I approached this series with some trepidation and not a small amount of angst. However, I found myself becoming lost in a world where the characters took over from the very first page, to the final word, with me very much on the outside, looking in and eavesdropping on their lives. The atmosphere they created through their interactions and conversational, free-flowing dialogue, really lifted them off the page, made them three dimensional and brought them to life.
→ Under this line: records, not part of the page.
PR #392, opened 2021-02-01
Adding schema.org metadata to the website

### LINKED ISSUE #2: Applying Bioschemas to the site
What are the bioschemas profiles we should apply to the site?

bedroesb:
this will close #2


bedroesb:
@martin-nc good that you notice, this was for now the selected one liner :)

PR #401, opened 2021-02-08
European flag in footer

bedroesb:
Screenshot from 2021-02-09 17-13-07


nsoranzo:
I don't think the black and white logo satisfies the guidelines: https://ec.europa.eu/info/sites/info/files/use-emblem_en.pdf

bedroesb:
@nsoranzo I used the same flag as in the ELIXIR Europe website, but gut to know, will change it

nsoranzo (approved):
Thanks for following up!

PR #419, opened 2021-02-19
Update tool table with new tools

lauportell:


bedroesb:
hey Laura! I was wondering how you did the .csv file manipulations? Because in normal situations excel or other programs place quotes when there are commas used in the string automatically? (since this whas the main problem here)

bedroesb (approved):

At first, I was a little unsure as to Anne’s thinking when she decided to single out Irene to speak in a broad Cumbrian dialect. However, it worked to perfection and definitely made her character stand out from the crowd, especially during lockdown, when she breaks the rules in a most ingenious way, which to many might seem rather strange. However, those occasions really define the essence of the story, as they highlight all too clearly Matilda’s torrid past and her relationship with her father, in a unique and totally absorbing style, whilst also offering some much needed light-hearted moments, when Irene is very lucky she is on her own and playing to a passive audience. Those moments also afforded Irene the opportunity to purge her own innermost thoughts, when many tears were shed, as it was only then that it became clear that her silence and bravado were only covering up her own inner turmoil about events which had hitherto, never been brought out into the open.
Location was never a strong factor in this final episode of the series, as I suspect it was never intended to be. Lyrics for The Loved Ones is definitely all about the story and its characters. Matty is by now, far to infirm to either leave the care home, or venture far from its doors. Similarly, Gloria and her family, are firmly entrenched in their own lives down in Bristol. For everyone, although spirits may have been lifted by the experience and the ‘knowing’, this all seems just a bit too little, a lot too late.
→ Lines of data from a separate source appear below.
PR #420, opened 2021-02-19
Revised linking to tools

bedroesb:
Instead of manual linking to tools in the text, this PR would it make possible to link towards tools in the tooltable. This also allows us to visualize the tool links in a different way than the external links.

Screenshot from 2021-02-19 15-07-18


nsoranzo:
I wouldn't use the red colour for external links, maybe you can try the "little arrow pointing out of a box" icon: https://developer.mozilla.org/en-US/docs/Learn/CSS/Styling_text/Styling_links

martin-nc:
I guess I worry that if you made some links look different to others would that be confusing to a new user? Could they guess what would happen when they click on them? And I also might find it tiresome to search for my place again after being jumped down to the table. If it was me, I'd have no link at all in the text, or just link to the resource website. That feels simpler to me. Presumably they get context about the resource from the text and don't need to see it in the table, and click twice to visit the resource? Plus, if people contribute to the page, will they know how to put anchor links to the table in?

martin-nc:
I was assuming the red links will jump you down to the entry for the resource in the table at the bottom of the page. Maybe I got that wrong!

bedroesb:
@martin-nc you are right, they act like buttons to scroll down. @nsoranzo these would not be external links but would lead you to the corresponding tool in the tooltable. They don't have to be red, but it would be nice to distinguish them in a way. Especially in a way that the user is not surprised that it leads them to the tool in the page and not to another website

bedroesb:
@martin-nc not manually linking in the text to the external source of the tool would be the best than... Because otherwise there is no need for a tool table :) But I wonder myself than, what is better, having a button that moves you down to the source, or you having to manually lookup for the tool in the table/or the internet itselve ...

martin-nc:
@bedroesb Can you remind me what the purpose was of linking to the tools table from the text? I've forgotten. Was it to have links automatically generated as much as possible?

bedroesb:
It was a solution I came up with for 2 situations: 
- Where contributors manually link to the tool resource when they talk about it in the text. 
   - In this case the url can be out of sync with the one in the table
   - People will not feel the need to go the the tooltable because they can just click immediately on the toolname if they are interested
  - Gives the possibility to visually distinguish between tools and external references.This case tools can fell like a separate  identity that is part of the tooltable
-  If contributors talk/mention about a tool and they do not link towards source it
   - In this case the user if interested in the tool will have to scroll down and have to search for the tool in the sometimes very long table, and probably
   - First time visiting users might not know that on every page at the bottom you can find a filtered tooltable

floradanna:
We will implement the technical solution to keep the link to a tool in sync between Text and Tools table, after the first release.
The transition to this new system will be supported by scripts that will identify links for tools present in Text and Tools table or only in one of the two places.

What typically makes reading such a wonderful experience for me, is that with each and every book, I am taken on a unique and individual journey, by some amazing authors who fire my imagination, stimulate my senses and stir my emotions. For a whole raft of personal reasons, I didn’t expect to become as lost in the pages as I did, so thank you for some truly memorable moments to treasure, Anne.
This book is a sequel to Matilda Windsor is Coming Home. It is a fantastic book which I can't recommend highly enough. Although Lyrics for the Loved Ones works perfectly well as a standalone novel you will enjoy it all the more if you familiarise yourself with the main character, Matty, before doing so.
Lyrics for the Loved Ones provided me with the wonderful opportunity to spend more time in Matty's company. She is a wonderful character, who has been misunderstood all of her life, been incarcerated in a mental institution for having a baby out of wedlock and we now find her living in Cumbria in a care home. I have read many, many books over the years and Matty remains one of my favourite characters.
This particular book is set during the covid pandemic and it follows Matty and those connected with her. It is written with poignancy as well as moments of humour amidst such challenging circumstances.